While I was in New Orleans last month, I received a webpage link from my friend Steve Cooper. At the time, I was stealing online moments here and there to check work e-mail, download photos, and add to this blog. I couldn’t afford time to do my usual surfing and exploring online. The link was to a blog entry called: A History of New Orleans Music in 100 Tracks.

Rebirth Brass Band, March 2010

A few nights ago, I was going through old e-mails and came upon the link that Steve had sent me. It proved a treasure. The two part blog entry can be found on jazz.com. This brilliant piece of work is the creation of Ted Gioia, jazz historian, critic, musician and founder of jazz.com.

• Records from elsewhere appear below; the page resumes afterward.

PR #2184, opened 2021-01-06
fix jwt auth for connected orgs

davisagli:
cci needs an OrgConfig with a username set in order to complete JWT auth for a connected org. (And for other things, but that's what revealed that it's missing.) This is a fairly recent regression from the work on the scratch org feature, and hasn't affected production because we haven't set SFDX_HUB_KEY there yet, so cci is still using the refresh token flow there.

### DIFF
--- a/metadeploy/api/jobs.py
+++ b/metadeploy/api/jobs.py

I generally like “best of” lists if they are done well, but I’ve learned to approach them with a healthy dose of skepticism. And I did the same with this one. My family would argue that I’ve spent the past few years obsessed with New Orleans music and most things related to the City, for that matter. I’ve downloaded hundreds of songs, dozens of albums, and spent countless hours in bars from the Bywater to Carrollton Avenue. And I have to say, in my estimation, Gioia has it right. If he were in my class, I’d give him an A-, at least. With a little more listening, maybe an A.

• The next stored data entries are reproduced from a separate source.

PR #2206, opened 2021-01-11
Week 2 updates

Br4nd0R:


package.json
```diff
@@ -90,38 +90,38 @@
     "@types/classnames": "^2.2.11",
     "@types/core-js": "^2.5.4",
     "@types/js-cookie": "^2.2.6",
-    "@types/lodash": "^4.14.166",
+    "@types/lodash": "^4.14.167",
     "@types/react": "^16.14.2",
     "@types/react-document-title": "^2.0.4",
-    "@types/react-dom": "^16.9.10",
-    "@types/react-redux": "^7.1.14",
+    "@types/react-dom": "^17.0.0",
```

The first part of the list covers 1848 through 1956. It begins with Louis Moreau Gottschalk’s “Bamboula,” and includes classics by Louis Armstrong, Jelly Roll Morton, Sidney Bechet, and early Fats Domino. It would be nice if there were links to the actual music, but his descriptions are rich and persuasive. There are a few tunes I am not familiar with, but that will not last long. I was happy to see that the greatly under appreciated Boswell Sisters were among the first 50 tracks. I’d like to see Blue Lu Barker’s “Don’t You Get Me High” among the first 50, but that is probably not a deal breaker.

Dr. Michael White and Gregg Stafford, March 2010

The second 50 is great, but a little more problematic. Allen Toussaint, Professor Longhair, Irma Thomas, Fats Domino, Mahalia Jackson, Snooks Eaglin, the Meters, James Booker, and Dr. John are all there, but I feel Winton Marsalis is a bit over represented. The traditional jazz revival is a presence and there are a couple of Mardi Gras Indian cuts, but where are the Dixie Cups, “Frogman” Henry, and Ernie K-Doe? There are two tracks from the Dirty Dozen Brass Band, but none from Rebirth or the Hot 8? And the Meters — one song? One song? Really. I do like the fact that it ends with a track from Dr. Michael White’s “Blue Crescent;” however, I do question the choice.

Quibbling aside, this is a fantastic introduction to New Orleans music, soup to nuts. Gioia deftly describes the significance of each track and how it fits into the whole. It is a treasure trove of musical knowledge and I’d highly recommend it to anyone interested in New Orleans music, past and present.